Both covariance and correlation are used in statistical analysis to understand the relationship between two variables. Covariance can be used to identify whether two variables are associated, and whether the relationship is positive or negative. Correlation provides additional information about the strength and direction of the relationship, allowing researchers to make more informed decisions about the nature of the relationship and the appropriate statistical tests to use.

#### Q11. What is the formula for calculating the sample mean? Provide an example calculation for a dataset.

The formula to calculate the sample mean is sum of all values divided by the number of values in the dataset

For example, suppose we have the following dataset:

3, 6, 8, 2, 5

To calculate the sample mean, we add up all the values in the dataset and divide by the total number of values:

x̄ = (3 + 6 + 8 + 2 + 5) / 5 = 4.8

Therefore, the sample mean for this dataset is 4.8.

#### Q12. For a normal distribution data what is the relationship between its measure of central tendency?

For a normal distribution, the measures of central tendency (mean, median, and mode) are all equal. This means that the peak of the distribution (mode), the middle of the distribution (median), and the arithmetic average of all the values in the distribution (mean) are all at the same point.

#### Q13. How is covariance different from correlation?

Covariance measures the extent to which two variables vary together. It is a measure of the linear association between two variables, indicating whether they tend to increase or decrease together. A positive covariance indicates that the two variables tend to move in the same direction, while a negative covariance indicates that they tend to move in opposite directions. However, covariance does not provide information about the strength of the relationship or how well the variables are related.
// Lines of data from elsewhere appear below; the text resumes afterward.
PR #209, opened 2016-05-17
Improve Windows compatibility

JGoutin:
Hello,

Few changes for improve Windows compatibility:
- Windows with Python < 3.5 need `backports.socketpair` package. I added import for it  if `socket.socketpair` import fail.
- Changed `setup.py` for installing `backports.socketpair` package as requirement, but only for Windows and Python < 3.5.
- Changed path detection for correctly find `icons` and `locale` directories created by pip.

Also related change for the wiki : 

> ## For users of Windows and Mac OS X
> 
> *Note: these systems are in no way officially supported. Use ReText there at your own risk.*
> 
> ### For Windows
> simply install ReText with Pip using `pip install ReText` in cmd.exe, then download and unpack the [icon pack](https://sourceforge.net/projects/retext/files/Icons/) in `PythonFolder/share/icons` directory (`PythonFolder` is you Python install directory, where `python.exe` is).

> If you use Python < 3.5, the `backports.socketpair` package is additionally required to run ReText.

> _The old wiki has a [page documenting the procedure of installing ReText on Windows](https://sourceforge.net/p/retext/wiki/Windows Install of ReText/)_.

> ### For Mac OS X
> As there is no global icon theme on this systems, you need to download the [icon pack](https://sourceforge.net/projects/retext/files/Icons/) and unpack the icons from there into `ReText/icons` directory.
> 
> After that, running ReText locally (without installing) will work. If you want to install it, change the `icon_path = icons/` line in `ReText/__init__.py` to a different value (do not forget the trailing slash). If you want to use ReText locally, do not forget to install the needed dependencies using `pip`.
> 

And an extra suggestion: create a "ReTextIcons" package on Pypi containing icons for Windows/Mac and adding them to the `/share/icons` folder. Then adding it in `setup.py` as conditional suggestion like for `backports.socketpair`. I can eventually help for this.
With this, Windows users will stop to need extra manual interventions for installing ReText.

### DIFF
--- a/ReText/__init__.py
+++ b/ReText/__init__.py
@@ -22,6 +22,7 @@ from os.path import dirname, exists, join
 
 from PyQt5.QtCore import QByteArray, QLocale, QSettings, QStandardPaths
 from PyQt5.QtGui import QFont
+import platform
 
 app_version = "6.0.0"
 
@@ -33,6 +34,12 @@ if not str(settings.fileName()).endswith('.conf'):
 		'ReText project', 'ReText')
 
 datadirs = QStandardPaths.standardLocations(QStandardPaths.GenericDataLocation)
+
+if platform.system() == 'Windows':
+    # Windows compatibility: Add "PythonXXX\share\" path
+    import sys
+    datadirs.append(join(dirname(sys.executable), 'share'))
+
 datadirs = [join(d, 'retext') for d in datadirs]
 
 if '__file__' in locals():
--- a/ReText/converterprocess.py
+++ b/ReText/converterprocess.py
@@ -4,7 +4,11 @@ import markups
 import multiprocessing as mp
 import pickle
 import signal
-import socket
+try:
+    from socket import socketpair
+except ImportError:
+    # Windows compatibility : socket.socketpair backport for Python < 3.5
+    from backports.socketpair import socketpair
 import struct
 import traceback
 import weakref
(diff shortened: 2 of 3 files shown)


mitya57:
Thanks for your pull request. What's the issue with using Python 3.5? It's the latest stable version, released last year, and PyQt provides the [official Windows installers](https://riverbankcomputing.com/software/pyqt/download5) and [wheels](https://pypi.io/project/PyQt5/#files) only for Python 3.5 (not for 3.4). Why should we care about Python 3.4 then?

JGoutin:
Up to date Python is not always available in some companies.
Personally, I am stuck to 3.4.3 at job, and ask for a simple update is very long and costly...

Griffon26:
I sympathize with the issue of not having the latest version of things at a company.
For use at our company I created the https://github.com/retext-project/ReTextPortable project.
It includes python and other dependencies with the application and has a work-around to also use backports.socketpair, but obviously it's quite a big package as a result.

starofrainnight:
The same problem too. I have to work with windows 10 and python 3.4.3 and stuck to them. This PR is helpful for me, vote 1.

mitya57:
I don't want this compat code in master, but I can add it to `retext-6.0` branch so that it's included in 6.0.1 and subsequent 6.0.x releases, if there will be any.

mitya57:
I have pushed the (slightly updated) `converterprocess.py` and `__init__.py__` parts to both master and 6.0 branches. Thanks, and sorry for the delay.

I don't think the `setup.py` part is important enough, as the missing dependency is just one command away. (And Windows is not officially supported, especially with old Python versions).

PR #210, opened 2016-05-18
Fix dialog localization

JGoutin:
Hello,

Fix some dialogs buttons not localized, like "discard", "cancel", ...

Tested in french.


mitya57:
Thanks!

It appears that we don't actually need anything apart from qtbase, so I just renamed the existing path rather than adding a new one.

PR #211, opened 2016-05-20
Auto detect encoding

starofrainnight:
I have lots *.rst file in UTF-8 encoding, but while I open it, it display as jumbly characters until I “Set encoding" to "UTF-8" and reload it again. After go around the source codes, I found  retext will load the file with defaultCodec which be initialized to system encoding, but my system encoding is "GBK".

So if I load a file which content encoding different from defaultCodec, it will be displayed as jumbly characters until I set the encoding correct manually.

That's not the end: even I set the encoding correctly, all things seems display correctly, but after I save that file, it will be converted to defaultCodec (which is GBK). So now my UTF-8 encoding file be converted to a GBK encoding file.

I modified those routines about encoding parts:

1. Added encoding auto detect behavior before file loading and pass the detected encoding to QTextStream
2. Saved detected encoding to document object 
3. Save the file by detected encoding which buffered in the document object 

Now the file encoding load as is and save as it, and seems that we need not set the encoding manually.

This only tested on python3.4.3 on Win10 x64 with Chinese language.

### DIFF
--- a/ReText/tab.py
+++ b/ReText/tab.py
@@ -22,6 +22,8 @@ from markups.common import MODULE_HOME_PAGE
 from ReText import app_version, globalSettings, converterprocess
 from ReText.editor import ReTextEdit
 from ReText.highlighter import ReTextHighlighter
+import os
+import chardet
 
 try:
 	from ReText.fakevimeditor import ReTextFakeVimHandler
@@ -132,7 +134,7 @@ class ReTextTab(QSplitter):
 		'''
 		Set the default markup class to use in case a markup that
 		matches the filename cannot be found. This function calls
-		updateActiveMarkupClass so it can decide if the active 
+		updateActiveMarkupClass so it can decide if the active
 		markup class also has to change.
 		'''
 		self.defaultMarkupClass = markupClass
@@ -286,6 +288,22 @@ class ReTextTab(QSplitter):
 		self.editBox.setVisible(self.previewState < PreviewNormal)
 		self.previewBox.setVisible(self.previewState > PreviewDisabled)
 
+	def detectFileEncoding(self, fileName):
+		'''
+		Detect content encoding of specific file by first 512 bytes.
+
+		It will return the global default encoding if it can't determine
+		which the encoding is.
+		'''
+		someBytes = min(512, os.path.getsize(fileName))
+		raw = open(fileName, 'rb').read(someBytes)
+		result = chardet.detect(raw)
+
+		if result["confidence"] < 0.65:
+			return globalSettings.defaultCodec
+
+		return result['encoding']
+
 	def readTextFromFile(self, fileName=None, encoding=None):
 		previousFileName = self._fileName
 		if fileName:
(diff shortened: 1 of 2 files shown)


mitya57:
Thanks for your pull request.

Unfortunately it makes one of the tests fail (see Travis log), because apparently calling `setProperty` on a text document marks it as modified. Can you please fix it?

Bonus points for:

- Squashing the commits so that there are not so many of them;
- Removing the trailing whitespace (i.e. as highlighted by `git diff`).

starofrainnight:
Thanks for figure out which lead the CI failed, I will fix it soon.

Thanks your advices, I will make that comments more simple and clear and change my editor's settings for remove the trailing white spaces automatically.

starofrainnight:
@mitya57 

The problem was introduced by my first commit at f011a6a4fbcd779beab77a09ce5acf96d8c6268f.

That's not related to "setProperty()", setProperty() seems won't trigger the modified status (I have confirmed).

That's related to the old behavior which handle the modified status in ReTextTab.readTextFromFile().

Let's assume a scene and try to trigger this CI test problem:

1. Open ReText 
2. Open the existing_file.md in "tests/testdata"

The original ReTextTab.readTextFromFile

`
def readTextFromFile(self, fileName=None, encoding=None):
    previousFileName = self._fileName
    if fileName:
        self._fileName = fileName
    openfile = QFile(self._fileName)
    openfile.open(QFile.ReadOnly)
    stream = QTextStream(openfile)
    encoding = encoding or globalSettings.defaultCodec
    if encoding:
        stream.setCodec(encoding)
    text = stream.readAll()
    openfile.close()

    modified = bool(encoding) and (self.editBox.toPlainText() != text)
    self.editBox.setPlainText(text)
    self.editBox.document().setModified(modified)

    if previousFileName != self._fileName:
        self.updateActiveMarkupClass()
        self.fileNameChanged.emit()
`

I now change only one line from 

`encoding = encoding or globalSettings.defaultCodec`

to 

`encoding = 'ascii'`

and do the test to see what's happening (In my first commit, this change is the same what I have done), it failed the same just like the CI done.

Why this happening?

As we know globalSettings.defaultCodec is empty string by default, and will only pass valid encoding to readTextFromFile()  while user set encoding manually.

So the follow codes in readTextFromFile() will mostly return False (encoding mostly equal to None, so bool(encoding) = False):

`modified = bool(encoding) and (self.editBox.toPlainText() != text)`

Now the situation changed, because we now doing automatic encoding detect always, so the encoding mostly have something except it don't have enough confidence to determine the encoding then drop back to globalSettings.defaultCodec.

Then, bool(encoding) will mostly equal to True and in this assumed scene, it's equal to True.

The next condition "(self.editBox.toPlainText() != text)" will also be True, because original editBox have nothing in it but there have text in existing_file.md.

So finally, modified be changed to True every time we new open a file contained any text and the actionSave also be enabled this time.

Now how we fix it ?

Just remove the modified status confitions codes and set the modified status to False directly (See my 

I checked all code statements which invoked readTextFromFile(), and think this change won't harm those places, am I missing something?

I have committed this little changes, please check it again.

mitya57:
Right, I was wrong at guessing the reason. Thanks for finding the issue and fixing it!

I will look at this a bit later — maybe I'll redo some things in a bit different way.

starofrainnight:
@mitya57 

All commits are squashed.

mitya57:
@starofrainnight Thanks, though that was not needed because as said earlier I changed some things.

Summary of my changes:

- Made auto-detection optional (though enabled by default).
- Made `chardet` dependency optional too.
- Fixed resource leak when opening the file for read.
- Replaced min(512, length) with just 512 (there is no difference).
- Other minor code simplifications.

Thanks for your work again!

starofrainnight:
@mitya57 

Thanks your explanation! 
I'm not an expert of python, all experience are comes from C/C++.
I will learn from your changes and use more pythonic way, hope I won't waste your time on my next PR :)

PR #1055, opened 2020-12-03
Update 110-advanced-usage-of-generated-types.mdx

ryands17:


nikolasburk:
Awesome, thanks a lot Ryan! 🚀 

(btw, is the `PromiseReturnType` still exported in the same way or should that by adjusted as well on that page?)

image

ryands17:
@nikolasburk That remains the same. Just the model types are under the `Prisma` namespace.

PR #1059, opened 2020-12-07
Code Example Update

johnthepink:
I think these are missing the closing parenthesis.


mhwelander:
They are - good spot, thank you for submitting a PR for it!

Correlation, on the other hand, measures the strength and direction of the relationship between two variables. It is a standardized version of covariance, with values ranging from -1 to +1. A correlation coefficient of +1 indicates a perfect positive relationship, while a coefficient of -1 indicates a perfect negative relationship. A coefficient of 0 indicates no relationship between the variables. Correlation provides a more interpretable measure of association, as it is not affected by differences in scale or units between the variables.

#### Q14. How do outliers affect measures of central tendency and dispersion? Provide an example.

Outliers are data points that are significantly different from other data points in a dataset. Outliers can have a significant impact on measures of central tendency and dispersion, as they can skew the distribution and affect the calculation of summary statistics.

In terms of measures of central tendency, outliers can significantly affect the mean, which is particularly sensitive to extreme values. However, outliers are less likely to affect the median or mode, which are less sensitive to extreme values.

In terms of measures of dispersion, outliers can significantly affect the range, variance, and standard deviation. The range, for example, is directly affected by outliers because it is the difference between the largest and smallest values in the dataset. The variance and standard deviation, which measure the spread of the data around the mean, can also be significantly affected by outliers because they can increase the distance of the mean from the other data points.

For example, consider a dataset of salaries of employees in a company, with the following values: 50,000, 60,000, 55,000, 58,000, 54,000, and 1,000,000. The outlier salary of 1,000,000 will significantly affect the calculation of the mean salary, which will be much higher than the typical salaries of the other employees. It will also increase the range, variance, and standard deviation of the dataset. If the outlier is removed, the measures of central tendency and dispersion will be more representative of the typical salaries of the employees.